# To do:
The lines to reproduce from the material below are those from the one containing "Had a few nit" through the one containing "into defining it.", both included; write them out exactly and add nothing.

# The input:
^^^^^^^^

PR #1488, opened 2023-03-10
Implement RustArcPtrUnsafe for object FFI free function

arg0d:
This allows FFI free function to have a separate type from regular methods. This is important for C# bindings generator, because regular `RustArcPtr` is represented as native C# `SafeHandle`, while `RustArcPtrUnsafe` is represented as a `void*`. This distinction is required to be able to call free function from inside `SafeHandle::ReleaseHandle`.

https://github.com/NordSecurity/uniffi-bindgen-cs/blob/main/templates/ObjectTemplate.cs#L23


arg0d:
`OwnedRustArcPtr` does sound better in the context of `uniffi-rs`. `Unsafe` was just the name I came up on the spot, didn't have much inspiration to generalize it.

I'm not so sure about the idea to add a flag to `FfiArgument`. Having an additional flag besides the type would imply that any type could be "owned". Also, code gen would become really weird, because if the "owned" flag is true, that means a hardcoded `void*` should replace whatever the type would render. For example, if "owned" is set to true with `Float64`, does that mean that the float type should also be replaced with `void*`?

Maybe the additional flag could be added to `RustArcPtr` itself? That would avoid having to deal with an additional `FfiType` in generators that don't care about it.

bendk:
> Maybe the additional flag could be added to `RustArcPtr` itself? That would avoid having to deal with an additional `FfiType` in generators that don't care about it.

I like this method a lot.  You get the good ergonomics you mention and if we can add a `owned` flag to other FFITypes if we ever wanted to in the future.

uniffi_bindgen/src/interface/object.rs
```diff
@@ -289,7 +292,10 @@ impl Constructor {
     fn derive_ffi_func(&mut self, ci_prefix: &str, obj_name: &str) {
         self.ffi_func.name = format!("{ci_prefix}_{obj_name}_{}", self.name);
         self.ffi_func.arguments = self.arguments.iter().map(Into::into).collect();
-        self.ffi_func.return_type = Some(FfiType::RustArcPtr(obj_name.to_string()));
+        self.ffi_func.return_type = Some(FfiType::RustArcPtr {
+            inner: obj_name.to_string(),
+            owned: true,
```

^^^^^^^^

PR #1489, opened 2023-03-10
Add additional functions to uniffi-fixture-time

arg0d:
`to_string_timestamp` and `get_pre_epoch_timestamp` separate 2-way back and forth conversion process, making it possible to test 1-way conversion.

^^^^^^^^

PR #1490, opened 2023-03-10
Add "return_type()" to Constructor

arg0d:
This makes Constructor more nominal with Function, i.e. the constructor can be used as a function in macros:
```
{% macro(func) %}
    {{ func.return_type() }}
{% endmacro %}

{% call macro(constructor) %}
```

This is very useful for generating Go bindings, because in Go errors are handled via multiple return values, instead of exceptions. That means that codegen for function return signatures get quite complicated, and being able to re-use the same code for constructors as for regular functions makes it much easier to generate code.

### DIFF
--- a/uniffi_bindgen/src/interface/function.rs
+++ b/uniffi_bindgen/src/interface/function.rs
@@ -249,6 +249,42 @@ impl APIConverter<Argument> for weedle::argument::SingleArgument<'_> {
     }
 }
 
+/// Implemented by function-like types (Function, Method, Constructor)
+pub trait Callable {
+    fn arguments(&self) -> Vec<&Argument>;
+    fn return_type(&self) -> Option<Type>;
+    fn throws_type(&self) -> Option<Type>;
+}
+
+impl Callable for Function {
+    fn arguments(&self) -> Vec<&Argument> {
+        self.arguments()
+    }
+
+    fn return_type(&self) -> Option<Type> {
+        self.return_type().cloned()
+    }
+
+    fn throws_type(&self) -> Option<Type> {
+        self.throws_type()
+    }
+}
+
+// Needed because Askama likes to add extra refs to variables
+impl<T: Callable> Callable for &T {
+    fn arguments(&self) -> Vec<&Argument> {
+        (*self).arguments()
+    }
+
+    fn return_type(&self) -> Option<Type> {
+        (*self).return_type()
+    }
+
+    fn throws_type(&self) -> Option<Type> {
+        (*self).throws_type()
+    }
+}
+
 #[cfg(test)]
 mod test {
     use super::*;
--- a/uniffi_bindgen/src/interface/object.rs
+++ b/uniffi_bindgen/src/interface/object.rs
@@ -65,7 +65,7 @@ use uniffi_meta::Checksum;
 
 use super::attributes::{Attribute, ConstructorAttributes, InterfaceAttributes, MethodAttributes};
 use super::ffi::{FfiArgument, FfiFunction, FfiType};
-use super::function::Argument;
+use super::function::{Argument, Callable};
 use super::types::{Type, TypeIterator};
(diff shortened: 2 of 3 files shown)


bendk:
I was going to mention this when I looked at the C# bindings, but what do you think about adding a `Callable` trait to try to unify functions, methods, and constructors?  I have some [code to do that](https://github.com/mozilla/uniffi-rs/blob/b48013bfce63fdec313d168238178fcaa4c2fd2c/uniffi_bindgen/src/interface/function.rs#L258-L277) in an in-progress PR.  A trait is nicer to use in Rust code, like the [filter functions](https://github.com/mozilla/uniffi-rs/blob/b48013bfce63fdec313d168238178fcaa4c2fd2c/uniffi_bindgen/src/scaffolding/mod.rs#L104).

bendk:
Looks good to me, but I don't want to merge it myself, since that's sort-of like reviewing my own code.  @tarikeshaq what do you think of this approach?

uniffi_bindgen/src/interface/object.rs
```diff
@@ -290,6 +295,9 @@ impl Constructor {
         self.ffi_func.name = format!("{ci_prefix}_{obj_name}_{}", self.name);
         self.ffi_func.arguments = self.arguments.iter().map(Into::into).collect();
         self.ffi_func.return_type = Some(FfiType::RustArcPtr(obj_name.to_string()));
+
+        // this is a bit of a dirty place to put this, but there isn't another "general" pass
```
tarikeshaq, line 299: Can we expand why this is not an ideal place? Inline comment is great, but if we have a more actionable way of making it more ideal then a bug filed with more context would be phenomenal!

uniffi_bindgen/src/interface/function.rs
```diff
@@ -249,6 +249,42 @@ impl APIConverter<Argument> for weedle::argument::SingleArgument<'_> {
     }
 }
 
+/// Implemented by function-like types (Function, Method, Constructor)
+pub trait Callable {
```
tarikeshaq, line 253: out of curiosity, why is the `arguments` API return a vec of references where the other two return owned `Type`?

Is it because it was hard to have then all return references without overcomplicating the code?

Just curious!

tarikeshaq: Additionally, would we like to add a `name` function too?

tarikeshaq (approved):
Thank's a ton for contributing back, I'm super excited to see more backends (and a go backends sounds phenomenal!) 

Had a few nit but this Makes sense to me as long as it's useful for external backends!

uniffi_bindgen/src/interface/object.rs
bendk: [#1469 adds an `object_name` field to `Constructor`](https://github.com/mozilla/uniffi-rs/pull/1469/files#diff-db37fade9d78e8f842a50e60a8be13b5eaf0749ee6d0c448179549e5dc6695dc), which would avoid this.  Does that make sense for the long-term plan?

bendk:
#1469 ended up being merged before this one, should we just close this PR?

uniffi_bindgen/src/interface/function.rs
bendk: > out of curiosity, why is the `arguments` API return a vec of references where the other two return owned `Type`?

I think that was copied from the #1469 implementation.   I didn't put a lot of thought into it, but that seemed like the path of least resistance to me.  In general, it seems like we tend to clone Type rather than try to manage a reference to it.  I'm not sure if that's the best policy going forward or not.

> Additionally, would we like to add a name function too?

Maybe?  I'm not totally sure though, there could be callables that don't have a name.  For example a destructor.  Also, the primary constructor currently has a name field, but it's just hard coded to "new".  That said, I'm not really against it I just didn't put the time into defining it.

^^^^^^^^

# Reply to the exercise:
Had a few nit but this Makes sense to me as long as it's useful for external backends!

uniffi_bindgen/src/interface/object.rs
bendk: [#1469 adds an `object_name` field to `Constructor`](https://github.com/mozilla/uniffi-rs/pull/1469/files#diff-db37fade9d78e8f842a50e60a8be13b5eaf0749ee6d0c448179549e5dc6695dc), which would avoid this.  Does that make sense for the long-term plan?

bendk:
#1469 ended up being merged before this one, should we just close this PR?

uniffi_bindgen/src/interface/function.rs
bendk: > out of curiosity, why is the `arguments` API return a vec of references where the other two return owned `Type`?

I think that was copied from the #1469 implementation.   I didn't put a lot of thought into it, but that seemed like the path of least resistance to me.  In general, it seems like we tend to clone Type rather than try to manage a reference to it.  I'm not sure if that's the best policy going forward or not.

> Additionally, would we like to add a name function too?

Maybe?  I'm not totally sure though, there could be callables that don't have a name.  For example a destructor.  Also, the primary constructor currently has a name field, but it's just hard coded to "new".  That said, I'm not really against it I just didn't put the time into defining it.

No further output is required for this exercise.